Only thing to do when this happens, he decides, is get up, keep moving. Forward motion pushes all the crazy thoughts to the back of his head, prevents them from bouncing. Saved by gravity or momentum, or whatever the hell it is.

Ricky slips out of bed, leaves Myla sleeping like a curled-up kitten, a slender hand draped over her eyes. He prowls his new house in the dark, naked. Bare feet cool on the tiles, walking a circuit that takes him through the kitchen, into the hallway, past the three bedrooms he furnished for his children, around through the entertainment alcove, and back into the dining room. Sodium lights coming though the slats like knife-cuts on the tile floors.

Step on a crack, he’s thinking, break the motherfucker’s back.

On his third circuit Ricky leans into Tyler’s room. Disney World poster, bed like a race car, brightly painted. No Tyler tonight. Sometimes there’s a shape in the bed that might be his little boy, but not tonight. Decides not to check on Alicia and Reya because the girls will be with Tyler, all three together, forever and ever, amen.
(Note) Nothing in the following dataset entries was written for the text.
PR #49, opened 2015-09-08
Add a font that supports Urdu characters (#1004717)

bcl:


vpodzime:
Looks good to me too. I think we should ask the i18n/l10n people to create and maintain a list of fonts that are needed to cover all languages supported by Fedora.

PR #169, opened 2016-11-04
Added option to remove packages (parallel to installpkgs)

jcpunk:
The code to do removals already existed, I've just added a command line switch to manipulate it.  The end behavior is basically the same as installpkgs, only it removes them instead.

### DIFF
--- a/src/pylorax/__init__.py
+++ b/src/pylorax/__init__.py
@@ -165,7 +165,7 @@ class Lorax(BaseLoraxClass):
     def run(self, dbo, product, version, release, variant="", bugurl="",
             isfinal=False, workdir=None, outputdir=None, buildarch=None, volid=None,
             domacboot=True, doupgrade=True, remove_temp=False,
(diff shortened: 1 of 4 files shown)


cgwalters:
Why?

jcpunk:
I'd use this for much the same reason as installpkgs.

The EL7 default template is almost good enough for my needs.  I just don't want this one package installed in the media.  This switch allows me to directly use the official template while automating my one small change.

cgwalters:
Can you say what that one package is?

jcpunk:
My specific usage is with subscription-manager.  For SL, we don't use it so having it on the media just results in creating some redhat.repo files in /etc/ that aren't owned by anything.

cgwalters:
Thanks!  That's the kind of thing I think belongs in commit messages, but it's ok to have here too :smile: 

The patch seems sane to me.  I'm not a lorax committer though.

PR #171, opened 2016-11-08
templates: When a subprocess fatallly errors, output its stderr directly

cgwalters:
Right now we dump all subprocess output to `program.log`.  Unfortunately,
The pungi/koji stack doesn't know how to scrape out the lorax logs.

And even when running interactively, it's annoying that *some* fatal
errors show up on stderr, but if it's from a subprocess, I need to go
over and `tail program.log`.

Let's output the subprocess stderr directly, since the user is
going to want it prominently anyways.

### DIFF
--- a/src/pylorax/ltmpl.py
+++ b/src/pylorax/ltmpl.py
@@ -518,8 +518,8 @@ class LoraxTemplateRunner(object):
             logger.debug("command finished successfully")
         except CalledProcessError as e:
             if e.output:
-                logger.debug('command output:\n%s', e.output)
-            logger.debug('command returned failure (%d)', e.returncode)
+                logger.error('command output:\n%s', e.output)
+            logger.error('command returned failure (%d)', e.returncode)
             raise
 
     def installpkg(self, *pkgs):


Frodox:
> Let's output the subprocess stderr directly, since the user is
going to want it prominently anyways.

Not completely agree. I'm often run lorax from another scripts and save it's logs. And in case of **lorax**'s fail I know which logs to view. It's convenient to have all logs for program in one place.
Can we leave error in program.log and dublicate to stderr for user convenience ?
Like adding `tail program.log` at the end :-)

cgwalters:
The error is *also* in `program.log`.

Frodox:
> The error is also in program.log.

Ok, it is fine :)

src/pylorax/ltmpl.py
```diff
@@ -518,7 +518,7 @@ def runcmd(self, *cmdlist):
             logger.debug("command finished successfully")
         except CalledProcessError as e:
             if e.output:
-                logger.debug('command output:\n%s', e.output)
+                logger.error('command output:\n%s', e.output)
             logger.debug('command returned failure (%d)', e.returncode)
```
bcl: May as well raise this up to .error as well.

cgwalters:
Updated :arrow_up:

PR #172, opened 2016-11-14
F26 alt arch fixes

nullr0ute:
Two minor fix ups. The second firmware exclude is really generic but a minor fix.


share/templates.d/99-generic/runtime-install.tmpl
```diff
@@ -27,8 +24,8 @@ installpkg grubby
     ## even a kernel firmware package.
     installpkg --optional *-firmware --except alsa* --except midisport-firmware \
                            --except crystalhd-firmware --except ivtv-firmware \
-                          --except cx18-firmware --except iscan-firmware \
-                          --except uhd-firmware
+                           --except cx18-firmware --except iscan-firmware \
```
bcl: Looks like some extra spaces crept in there :)

bcl: NM. the extra space is actually correct :)

PR #173, opened 2016-11-15
fix PYTHONDIR determenation in case of having both python2 and python3 pkgs in env

Frodox:
In case of there is several python pkgs inside, like (python2 and python3) - current variant will fail / determine wrong. It's *more reliable* to determine dir something like this..

### DIFF
--- a/share/templates.d/99-generic/runtime-postinstall.tmpl
+++ b/share/templates.d/99-generic/runtime-postinstall.tmpl
@@ -3,7 +3,10 @@
 
 <%page args="root, basearch, libdir, configdir"/>
 <%
-PYTHONDIR = sorted(glob("usr/"+libdir+"/python?.?"))[0]
+## if we have both python-2 and python-3 pkgs in environment
+import os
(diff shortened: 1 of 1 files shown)


cgwalters:
It seems like we should be able to retrieve this from the environment somehow...but I don't know if something like `sys.version` needs to be explicitly passed through.

Anyways, seems reasonable to me if you've tested it.

Frodox:
I have tested it (and using actually day to day) in my rhel7.3-env. I'll try to test it from master/F25 env...

bcl:
Your patch is a good idea, pinning it to the anaconda version. But after looking harder at this I realize that this code is no longer needed. It used to be used for moving sitecustomize.py, which we no longer do.

Frodox:
@bcl hah, you are right. I detected it in rhel7-branch, so, there was such thing. And now (master), looks like no one use `PYTHONDIR` at all. So, should/can I just remove this line?

bcl:
yes.

PR #174, opened 2016-11-16
imgutils: Don't relabel /ostree

cgwalters:
OSTree is a deduplicating hardlink store using a new file path
`/ostree`, which SELinux policy doesn't know about.  However, OSTree
has SELinux support built in, and rpm-ostree (for example) uses this
to ensure the attributes on files stored there are simply always
correct.  Relabeling it will corrupt it.

Hence, let's skip it.


cgwalters:
This is a requirement for https://pagure.io/fedora-lorax-templates/pull-request/6

PR #178, opened 2017-01-13
Do not install rsh to anaconda chroot

Frodox:
* `rsh` not used in anaconda now (can't find any mentions)
* `rsh` duplicates already existing ssh
* `rsh` not secure enough these days


bcl:
Pushed, thanks.

PR #179, opened 2017-01-13
Only cleanup libhistory from readline

ausil:
with readline 7 libreadline.so moved to libdir as a result it is
currently removed in the cleanup phase, however it is needed

Signed-off-by: Dennis Gilmore <dennis@ausil.us>


AdamWill:
big ol' ACK. 👍

bcl:
Pushed, thanks.

AdamWill:
@bcl thanks a lot - just to be sure you know, I believe we need a package build with this ASAP also. Rawhide composes are broken without the change.

PR #181, opened 2017-02-03
Add dependency for lvmdump -l command (#1255659)

jkonecny12:
This is required for pre installation log feature in Anaconda.

Required for https://github.com/rhinstaller/anaconda/pull/947 .

*Related: rhbz#1255659*

### DIFF
--- a/share/runtime-cleanup.tmpl
+++ b/share/runtime-cleanup.tmpl
@@ -59,7 +59,7 @@ removepkg avahi-autoipd coreutils-libs dash db4-utils diffutils file
 removepkg genisoimage gnome-python2 info iptables
 removepkg jasper-libs libXxf86misc
 removepkg libasyncns libhbaapi libhbalinux
-removepkg libmcpp libpcap libtiff libutempter linux-atm-libs
+removepkg libmcpp libtiff libutempter linux-atm-libs
 removepkg lvm2-libs m4 mailx makebootfat mcpp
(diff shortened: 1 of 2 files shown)


vpodzime:
Maybe rather "Do not remove dependency..."?

vpodzime:
> Maybe rather "Do not remove dependency..."?

Oh, you are also adding a package. Shouldn't this be handled by the ``lvmdump``'s dependencies?

jkonecny12:
As I understand it. It is not required by `lvmdump` it is more like optional dependency.

When you don't have `nc` package installed and you will run `lvmdump -l` you will get this message:
```WARNING: Neither socat or nc -U seems to be available...```
And this looks like expected behavior to me.

The `libpcap` library is required by `nmap-ncat`. I'll add this to commit message.

jkonecny12:
@bcl Could you please merge this PR and give me echo after a new build will be created. Thanks.

bcl:
Dangit. I just did a new build without this. How about I do another tomorrow to see if any other rawhide things show up?

jkonecny12:
Yeah sure, no problem, no need to rush, we have some time for this :). The same change is here https://github.com/rhinstaller/lorax/pull/182 for master.

bcl:
Pushed and built into lorax-19.6.80-1

jkonecny12:
Nice, thank you!

PR #182, opened 2017-02-06
Add dependency for lvmdump -l command (#1255659)

jkonecny12:
This is required for pre installation logging feature in Anaconda.

The `libpcap` library is dependency for `nmap-ncat` which is dependency for `lvmdump -l`.

Backport of PR: https://github.com/rhinstaller/lorax/pull/181


bcl:
Pushed, it will be in the next build.

PR #184, opened 2017-02-14
Fix duplicate kernel messages in /tmp/syslog (#1382611)

rvykydal:
Resolves: rhbz#1382611

The kernel messages will be read from journal so don't use additional imlkog
module to read them duplicitly.

Fixup of
commit b5d0b1fd79cb3b785f2c46be4488af9a51ad5dc9


rvykydal:
Pushed

PR #185, opened 2017-02-14
Fix duplicate kernel messages in /tmp/syslog (#1382611)

rvykydal:
Resolves: rhbz#1382611

The kernel messages will be read from journal so don't use additional imlkog
module to read them duplicitly.

Fixup of
commit 3eca8a042541b874981bc2f3ee6f95d6aba122b7


rvykydal:
Pushed

PR #189, opened 2017-02-21
Mount /dev to ensure /dev/urandom is available when executing rpm/nss

kaie:
NSS 3.29.x requires that /dev/urandom is available, which is the expected source of random data on Linux.
lorax uses rpm, rpm uses nss.
Without /dev/urandom, rpm fails.
See https://bugzilla.redhat.com/show_bug.cgi?id=1420523


ignatenkobrain:
> lorax uses rpm, rpm uses nss.

We need to note that in F27 RPM will use OpenSSL, so we can safely remove it for f27.

bcl:
Pushed a slightly modified version (mknod isn't a template command, have to run it with runcmd)

PR #190, opened 2017-02-27
add ostree to get installed in anaconda environment

dustymabe:
rpm-ostree used to have a requirement on the ostree rpm. It no
longer has that dependency, but rather requires ostree-libs. However,
we call ostree directly in some cases so we need to have it installed.

### DIFF
--- a/share/templates.d/99-generic/runtime-install.tmpl
+++ b/share/templates.d/99-generic/runtime-install.tmpl
@@ -9,7 +9,7 @@ installpkg tmux
 installpkg gdb
 ## Other available payloads
 installpkg dnf
-installpkg rpm-ostree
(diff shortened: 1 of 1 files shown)


dustymabe:
Note this is currently causing issues for rawhide builds of Atomic Host: https://koji.fedoraproject.org/koji/taskinfo?taskID=18091547

cgwalters:
In the long term, we want rpm-ostree to lose the dependency on `/usr/bin/ostree` and just use the shared library.  We're a ways off from that for a few reasons, among them obviously that the anaconda `rpmostreepayload.py` is really just `ostreepayload.py` right now.

cgwalters:
So 👍  from me.

PR #191, opened 2017-03-08
Add --noverifyssl to lorax (#1430483)

bcl:
Previously lorax had no way to use repos with self-signed certificates.
This adds the --noverifyssl cmdline option which will ignore certificate
errors.

Resolves: rhbz#1430483


bcl:
Pushed.

PR #193, opened 2017-03-09
INSTALL_ROOT and LIVE_ROOT are not available during %post

bcl:
These were set by livecd-creator. In order to install the license files to the / of the iso they need to be copied in the arch-specific templates and added to the mkisofs graft path.


bcl:
Pushed.

PR #199, opened 2017-03-28
Add support for --repo to read yum .repo files directly (#1430479)

bcl:
This makes it easier to specify existing repos with extra args, eg.
/etc/yum.repos.d/redhat.repo generated by subscription-manager.

Resolves: rhbz#1430479

### DIFF
--- a/docs/lorax.1
+++ b/docs/lorax.1
@@ -3,7 +3,7 @@
 lorax \- Create installer boot iso
 
 .SH SYNOPSIS
-lorax -p PRODUCT -v VERSION -r RELEASE -s REPOSITORY OUTPUTDIR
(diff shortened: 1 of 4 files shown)


Frodox:
What is blocking this one?

Frodox:
I think it would be cook to documented it in man-page also

bcl:
Pushed

Frodox:
@bcl Can I use priority and yum-plugin-priority here? Does it work?

bcl:
> @bcl Can I use priority and yum-plugin-priority here? Does it work?

The best way to answer that is to try it :) I haven't tried using any plugins. But if it's available on the host and the config file is setup I'd expect it to work.

Frodox:
Well, I'm waiting for this new lorax in centos 7.[34] repos :)

PR #223, opened 2017-06-26
Make sure loop device is setup (#1462150)

bcl:
It seems that on rare occasions losetup can return before the /dev/loopX
is ready for use, causing problems with mkfs. This tries to make sure
that the loop device really is associated with the backing file before
continuing.

NOTE that using losetup --list -O to return the backing store
associated with the loop device can fail due to losetup truncating
the output filename if sysfs isn't setup. Instead of printing the full
path it will truncate it to 64 characters with a * at the end.

See util-linux lib/loopdev.c for the code that does this.

Use the existing get_loop_name function, which uses losetup -j, to lookup
the loop device associated with the backing store which should work the
same, just in the opposite direction.

### DIFF
--- a/src/pylorax/imgutils.py
+++ b/src/pylorax/imgutils.py
@@ -24,6 +24,7 @@ import os, tempfile
 from os.path import join, dirname
 from subprocess import Popen, PIPE, CalledProcessError
 import sys
+import time
 import traceback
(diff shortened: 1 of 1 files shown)


bcl:
Pushed to master.

PR #227, opened 2017-07-06
runtime-cleanup.tmpl: don't delete localedef

jlebon:
This is required in the future for anaconda to be able to inspect the
supported locales in Atomic Host installations. This is the same patch
as https://github.com/rhinstaller/lorax/pull/194 but for f26-branch.


jlebon:
Used by https://github.com/rhinstaller/anaconda/pull/1122.

bcl:
No need for 2 PR's, Just use labels on #226

PR #230, opened 2017-08-08
Include the dracut fips module in the initrd (#1341280)

bcl:
This will allow anaconda to fetch kickstarts using https when installing
with fips=1

Leave vmlinuz and .vmlinuz.hmac in /boot

dracut-fips module needs the vmlinuz.hmac file in order to boot.

Resolves: rhbz#1341280


lsiudut:
@bcl this patch breaks provisioning on virtual machines. See my comment in #1341280 (I don't know which service is better for this discussion).

PR #235, opened 2017-08-08
Add the version to the log (#1335456)

bcl:
Log the version number as INFO and add -V version display to
livemedia-creator.

Resolves: rhbz#1335456


bcl:
Pushed

PR #250, opened 2017-10-05
Fix pylint errors and warnings

atodorov:


atodorov:
I was looking at the build job in Jenkins which is against master so used that for my base. I imagine we can rebase to whatever. Just let me know where do you want these changes to appear.

(My intention is to add more tests for the lorax-compose branch later but there's no reason why master can't benefit from that)

PR #231, opened 2018-03-26
fix: set meta for event as {} by default

minzcmu:
## Context
There is a bug right now that you cannot set or get meta when you try to run a detached pipeline when the parent event doesn't have metadata.

## Objective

The new house, big as it is, is too small to contain him. In the laundry room he slips into a pair of elastic-waisted, cotton gym shorts, heads into the four-bay garage. No shirt, no shoes, he loves the feeling of air on his skin, believes he can soak up oxygen, make himself stronger. He decides, on impulse, to leave the Beemer and take Myla’s new convertible Mini Cooper. Pushes the driver’s seat as far back as it will go, his big arms cocked over the sides. Thinking he must look like one of those Shriners driving a toy car for the kids. All he needs is the funny hat.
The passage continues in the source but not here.